La Materialidad de la Imagen

A mediados de noviembre he tenido que escribir una reseña sobre el catálogo de la exposición “Cuerpo y materia”, que bajo la curadoría de María Teresa Constantín, se presentó en Imago – Centro de Arte (Fundación OSDE) de Buenos Aires, en junio de este año. Esta petición realizada por la revista Exit Express (Madrid) coincide con la solicitud que me ha hecho la Facultad de Humanidades de la Universidad Adolfo Ibáñez, para presentar los primeros días de diciembre, las Actas de las Terceras Jornadas de Historia del Arte, realizadas en octubre en Valparaíso.


 



En estas Actas me llama poderosamente la atención la ponencia de Gabriela Siracusano y Marta Maier, “Del obrador al laboratorio, la biblioteca y el archivo.
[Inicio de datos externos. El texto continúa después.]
PR #3289, opened 2025-10-15
fix: Properly handle reconnections in connection manager

msfstef:
Fixes https://github.com/electric-sql/electric/issues/3288

We see tons of timer errors for clauses not existing in deploys on cloud, see issue above.

I've noticed that for connection pools, we only allow starting them if the pool pids are set to none, which is only ever true on the first try, so the reconnection logic never really worked for them.

I've made it so that we initialise `pool_pids` with admin and snapshot and start the appropriate ones.

I've also made it so that we only attempt reconnections if we fail during one of the setup steps of the process that actually failed, cause the logic seemed to basically retry the current step on _any_ connection error, so the pools might fail and it might retry the replication client.

The assumption there was that things would only ever exit and reconnect during their connection step, but the reality is that they can exit with a connection error _at any point_ during the setup.

I continue to believe that our connection manager is a liability right now because it's far from fully mapped out.

I haven't added tests for this issue which is really annoying, but opening this PR regardless to move work on this issue. Feel free to contribute to it.

edit: I've manually reproduced the error by sporadically killing the pools after they are ready and observing startup - this fix indeed works and if the pools crash after having become ready all of the connection manager is brought down but in a graceful way.

### DIFF
--- a/packages/sync-service/lib/electric/connection/manager.ex
+++ b/packages/sync-service/lib/electric/connection/manager.ex
@@ -469,7 +469,7 @@ defmodule Electric.Connection.Manager do
 
             %{
               state
-              | pool_pids: Map.update!(state.pool_pids, pool_role, fn _ -> {pool_pid, false} end)
+              | pool_pids: Map.put(state.pool_pids, pool_role, {pool_pid, false})
             }
           end)
 


packages/sync-service/lib/electric/connection/manager.ex
```diff
@@ -442,39 +442,38 @@ defmodule Electric.Connection.Manager do
...
+                stack_id: state.stack_id,
+                role: pool_role,
+                connection_manager: self(),
+                pool_opts: Keyword.put(state.pool_opts, :pool_size, pool_size),
+                conn_opts: conn_opts
+              )
+
+            %{
+              state
+              | pool_pids: Map.update!(state.pool_pids, pool_role, fn _ -> {pool_pid, false} end)
```
magnetised: Nit: This is just a Map.put, no need for Map.update

msfstef:
> I'm assuming no tests !== no testing right?

Wrong assumption! It's messy to reproduce this and don't want to add more flaky tests that are going to overlap with your and Rob's work - this is a blind fix on something that looks obviously wrong.

I could potentially manually kill and stall things for the sake of reproducing the error and checking the fix.

msfstef:
@magnetised I've come back with manual testing. I'm killing the pool with random chance after initialising successfully and I can reproduce the error seen on Sentry.

With my fixes, if the process dies outside of its own initialisation procedure, conn man restarts as part of its regular flow without logging spurious errors.

alco (approved):
Nice!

Una arqueología del “hacer” artístico”. Es decir, me llama la atención porque las conexiones entre cuerpo y materia en ambos textos me resultaron imposibles de omitir. Si bien, están referidas a objetos diferenciados en el tiempo y en el espacio político.


 


En esta escena chilena, en que el análisis de la condición pictórica hace (la) falta, es preciso reponer en circulación la hipótesis de la política tecnológica de la pintura, sostenida por la obra de Dittborn desde fines de los setenta.


 


 


Gabriela Siracusano y Marta Maier sostienen: “la materialidad de una imagen guarda en sí misma las señas, las marcas, a veces residuales, de intencionalidades y significaciones otorgadas a ella en un tiempo por la voluntad de muchas personas que intervinieron directamente en su fabricación”. Su objeto es el “hacer” de la pintura, pero en aquellas determinaciones que convierten a la materia en un “documento”, que señala la existencia de “una realidad pasada en su supervivencia material presente”. No es casual que este texto esté precedido de un abstract en que se menciona los nombres de Aby Warburg y Carlo Ginzburg respecto de lo que se entendería como un paradigma indiciario.


 


 


Mi propósito es recuperar este paradigma en las obras argentinas que María Teresa Constantin recupera para una muestra, donde la materia aparece como un “refugio exploratorio y expresivo en el cual numerosos artistas hallaron el lugar desde donde decir la dureza de la época o para abrazar luego los cambios que anunciaban la recuperación democrática y el regreso a la palabra”.


 


¿Pero de qué hablan Siracusano y Maier? Inconcientemente, de práctica forense: “la pregunta por “el cuerpo” de la imágenes, lo material inserto en una dimensión histórico-cultural, nos permite ingresar en un universo de sentidos en el que las variables económicas, tecnológicas, sociales y políticas –por nombrar solo algunas- convergen y se dan cita para comprender el hecho artístico de manera integral”. El binomio historia del arte-quimica puede modificar la construcción del objeto. Necesariamente.


 


El análisis de Siracusano y Maier se sostiene en la consideración de una minúscula muestra del sector del manto amarillo del manto de un ángel en una Piedad de autor anónimo flamenco del primer cuarto del siglo XVII, que se encuentra en la colección del Museo de Arte Hispanoamericano “Isaac Fernández Blanco”, de Buenos Aires.


 


Mis conexiones con la muestra de Constantin me hacen pensar en la ampliación de la noción de estratigrafía y en un uso completamente pervertido de su origen. Es lo que llamaré distorsión metodológica interna destinada a provocar una redefinición de los alcances de una “historiografía del presente”, que debe aprender de la especificidad de las prácticas que estudian la “química” de las materialidades puestas en juego en las “piedades” de entre 1976 y 1985.


 


Me aseguro, por cierto, del efecto simbólico de la Piedad del siglo XVII cuyo modelo desfalleciente cubre el imaginario de una pintura que hace ostentación de la corporalidad, mediante narraciones destinadas a desplazar la visibilidad de la obra como documento.